__Your assignment__: Output must match the data below exactly from its first line through the line that contains "These changes are", with no other line.

Top of Data for the task

PR #1378, opened 2026-06-04
Add "Set tune output to minimum" to Tune button context menu for safety.

barjac:
Currently it is not possible to adjust the Tune transmit level without actually transmitting.
If the level is at default or a previously saved high level then this could be dangerous for e.g. a tuner expecting a very low power in tune mode.

This PR does the following:
Adds a context (right click) menu item to the Tune button that sets the tune attenuation to its minimum output level (-30 dB) which is available without actually transmitting.
 
The new item is always visible at the top of the menu. The existing per-band auto-save/restore items follow after a separator when a reporting frequency band is known.

The early-return guard when no band is set has been removed since the new item is band-independent.

These changes are reflected in the USER_MANUAL.md

Tested on Linux (GTK).


barjac:
Screenshot_20260604_115141

tmiw:
Wouldn't having the default tune attention be -30 also work?

barjac:
> Wouldn't having the default tune attention be -30 also work?

In theory and initially yes, but I have several times had a situation where the tune output was extraordinarily high when setting it for a new band. It is now so simple to reset it to min before readjusting it.

tmiw:
> > Wouldn't having the default tune attention be -30 also work?
> 
> In theory and initially yes, but I have several times had a situation where the tune output was extraordinarily high when setting it for a new band. It is now so simple to reset it to min before readjusting it.

What about the scenario where the user might not necessarily know to reset before tuning? (i.e. if something hardware-wise failed) By the time they reset they could very well damage something.

Perhaps Tune Attenuation's maximum should be lower than 0? If so, what should it be?

barjac:
> > > Wouldn't having the default tune attention be -30 also work?
> > 
> > 
> > In theory and initially yes, but I have several times had a situation where the tune output was extraordinarily high when setting it for a new band. It is now so simple to reset it to min before readjusting it.
> 
> What about the scenario where the user might not necessarily know to reset before tuning?

I suppose that the same could be argued about transmitting?

> (i.e. if something hardware-wise failed) By the time they reset they could very well damage something.
 
We can't protect against every eventuality but having the tools available to avoid problems is sensible.

> 
> Perhaps Tune Attenuation's maximum should be lower than 0? If so, what should it be?

No I think that is being paranoid, levels downstream of FreeDV in the TX chain are beyond our control anyway. Some users may want to tune at high power.

Some background:
This feature was actually requested by another user who had hit the issue of being unable to adjust the tune level before actually transmitting. He is satisfied with this solution.

tmiw:
PR seems to work in my testing. Seems to also contain #1377, though, so we should probably get that merged first before this one.

BTW, maybe we should have the right-click menu options here auto-change to "Tune" from "TX" when tuning is active?

image

(I was initially right-clicking there before I realized that the option added in this PR was a right-click option on the Tune button itself. I could be weird though and right-click on the Tune button is more intuitive here.)

tmiw:
Oops, accidentally closed, sorry! Should be reopen now.

barjac:
Only the USER_MANUAL.md changes for 1377 were moved here to avoid conflict.

tmiw:
> Only the USER_MANUAL.md changes for 1377 were moved here to avoid conflict.

It looks like the changes in topFrame.cpp from that PR ended up in here too (see the screenshot above where Tune is in the Control box now).

tmiw:
Actually, it looks like there's a separate context menu for tune attenuation. Maybe the TX one should be disabled while Tune is active to avoid confusion, but that can be another PR.

PR #1, opened 2019-04-13
Add basic proof editor component

Khazuar:


src/components/proofEditor/proofEditor.module.scss
```diff
@@ -0,0 +1,15 @@
+.proof-editor {
```
Nifdee: You don't need an empty css class; and if you do need this for some reason, it should be called `proofEditor`.

src/components/proofEditor/proofEditor.module.scss
```diff
@@ -0,0 +1,15 @@
+.proof-editor {
+	
+}
+
+.textInput {
+	display: block;
+	width: 90%;
+	margin-top: 10;
```
Nifdee: What unit is this? Can you use `em` or `rem` instead?

Nifdee: Since you're setting three margin components here, you could also do `margin: 10 auto 0 auto` instead.

src/components/proofEditor/proofEditor.tsx
```diff
@@ -0,0 +1,43 @@
...
+}
+
+interface State {
+    text: string;
+}
+
+export class ProofEditor extends React.Component<Props, State> {
+    constructor(props: Props) {
+        super(props);
+        this.state = {
```
Nifdee: You don't need a constructor for this; instead, you can write the following:
```
public state: State = { ... };
```

src/components/proofEditor/proofEditor.tsx
```diff
@@ -0,0 +1,43 @@
...
+            <textarea
+                className={styles.textInput}
+                value={this.state.text}
+                onChange={ev => this.setState({ text: ev.target.value })}
+            />
+            <div className={styles.buttons}>
+                <button onClick={this.checkInput}>
+                    Prüfen
+                </button>
+                <button onClick={() => { alert("Toller HInweis"); } }>
```
Nifdee: Typo in `Hinweis`

PR #9, opened 2019-04-24
Add a vocabulary checker with basic functionality and dummy dictionary

Korosensei42:
The dictionary (AllowedVocab.json) just contains some words for testing purposes.

Things to work on (maybe in a new issue (?)):

- [ ] Edit the dictionary

- [ ] Maybe change the tests for more coverage.


src/vocabularyChecker/detectWrongSyntax.ts
```diff
@@ -0,0 +1,79 @@
...
+    let issue : string[] = []; //collect all wrong words in a stringarray
+    for (const word of preprocessedText) {
+        if (!json.foo.includes(word)) {//word not included in AllowedVocab.json
+            console.log(word + " ist kein erlaubtes Wort. Bitte verwenden Sie ein anderes!"); //for debugging purposes. The user should get a message on screen telling him what's wrong.
+            issue.push(word);
+        }
+    }
+    let allWrongWords :string = "";
+    allWrongWords += issue.join //Join all wrong words to one String
+    allWrongWords += " sind nicht erlaubte Wörter. Bitte verwenden Sie andere!"
```
Khazuar: Please add semicolons at the end of your statements. Technically, these are not necessary, but you can easily make mistakes this way.

src/vocabularyChecker/detectWrongSyntax.ts
```diff
@@ -0,0 +1,79 @@
...
+    console.log(allWrongWords); //Tell the User what's wrong
+    return issue;
+}
+
+/**
+ * Delete any unwanted punctuation
+ */
+
```
Khazuar: No new line here. Or between any documentation and the thing it documents.

src/vocabularyChecker/detectWrongSyntax.ts
```diff
@@ -0,0 +1,79 @@
...
+export function eliminatePunctuation(text: string){
+    var punctuationRegularExpression = /[\u2000-\u206F\u2E00-\u2E7F\\'!"#$%&()*+,\-.\/:;<=>?@\[\]^_`{|}~]/g;//delete some unicoe characters as well as specific punctuation signs.
```
Khazuar: please put that regex into a constant:
```typescript
const punctuationRegularExpression = /[\u2000-\u206F\u2E00-\u2E7F\\'!"#$%&()*+,\-.\/:;<=>?@\[\]^_`{|}~]/g;
```

src/vocabularyChecker/detectWrongSyntax.ts
```diff
@@ -0,0 +1,79 @@
...
+    var spaceRegularExpression = /\s+/g;
```
Khazuar: Same.

src/vocabularyChecker/detectWrongSyntax.ts
```diff
@@ -0,0 +1,79 @@
...
+    text = text.replace(punctuationRegularExpression, ' ').replace(spaceRegularExpression, ' ');
+    return text;
```
Khazuar:
```typescript
return text.replace ...
```

src/vocabularyChecker/detectWrongSyntax.ts
```diff
@@ -0,0 +1,79 @@
...
+}
+
+/**
+ * Collects all positions where there is a whitespace in a string.
+ */
+
+function findSpacePositionsInStringArray(text: string){
+    var index = 0;
+    var spacePositions = [];
```
Khazuar: no `var` please. Use `const` instead (or `let`, but only if you need to reassign the variable).

src/vocabularyChecker/detectWrongSyntax.ts
```diff
@@ -0,0 +1,79 @@
...
+    }
+    return spacePositions;
+}
+
+/**
+ * Seperates a given string along it's whitespaces.
+ */
+
+export function transformTextToStringArray(text: string){
+    text.trim; //delete leading and trailing whitespaces
```
Khazuar: `text = text.trim();`

src/vocabularyChecker/detectWrongSyntax.ts
```diff
@@ -0,0 +1,79 @@
...
+    var spacePositions = findSpacePositionsInStringArray(text);
+    var tempPos = 0;
+    let result :  string[] = [];
+    spacePositions.forEach(element => {//this loop is problematic. Adds a whitespace to the beginning of each word after the second one.
+        result.push(text.substring(tempPos, element));
+        tempPos = element;
+    });
+    //the substring after the last whitespace seems to miss in general, if this substring is not already empty. The next line fixes this.
+    if(text.substring(spacePositions[spacePositions.length - 1], text.length) != " "){
+    result.push(text.substring(spacePositions[spacePositions.length - 1], text.length));
```
Khazuar: Indentation.

src/vocabularyChecker/detectWrongSyntax.ts
```diff
@@ -0,0 +1,79 @@
...
+    }
+    for (let index = 0; index < result.length; index++) {
+        if(result[index].startsWith(' ')){
+            result[index] = result[index].substring(1, result[index].length); //delete the wrong whitespaces in the beginning
+        }
+    }
+    return result;
+}
```
Khazuar: I am not quite happy with this algorithm yet. There ought to be a simpler way of achieving this without so many loops and indexes.

src/vocabularyChecker/detectWrongSyntax.ts
```diff
@@ -0,0 +1,79 @@
...
+    var cleantext = eliminatePunctuation(text);
+    var textarray = transformTextToStringArray(cleantext);
+    return textarray;
+}
+
+export function checkInput(text: string){
+    let preprocessedText : string[] = preprocessingText(text);
+    let issue : string[] = []; //collect all wrong words in a stringarray
+    for (const word of preprocessedText) {
+        if (!json.foo.includes(word)) {//word not included in AllowedVocab.json
```
Nifdee: `json.foo` is not that descriptive; I'd rather create a `const allowedWords = json.foo;` at the top of the file and then use that here.

src/vocabularyChecker/detectWrongSyntax.ts
```diff
@@ -0,0 +1,79 @@
...
+
+function preprocessingText(text: string){
+    var cleantext = eliminatePunctuation(text);
+    var textarray = transformTextToStringArray(cleantext);
+    return textarray;
+}
+
+export function checkInput(text: string){
+    let preprocessedText : string[] = preprocessingText(text);
+    let issue : string[] = []; //collect all wrong words in a stringarray
```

Bottom of Data for the task

__Response to this task__:
PR #1378, opened 2026-06-04
Add "Set tune output to minimum" to Tune button context menu for safety.

barjac:
Currently it is not possible to adjust the Tune transmit level without actually transmitting.
If the level is at default or a previously saved high level then this could be dangerous for e.g. a tuner expecting a very low power in tune mode.

This PR does the following:
Adds a context (right click) menu item to the Tune button that sets the tune attenuation to its minimum output level (-30 dB) which is available without actually transmitting.
 
The new item is always visible at the top of the menu. The existing per-band auto-save/restore items follow after a separator when a reporting frequency band is known.

The early-return guard when no band is set has been removed since the new item is band-independent.

These changes are reflected in the USER_MANUAL.md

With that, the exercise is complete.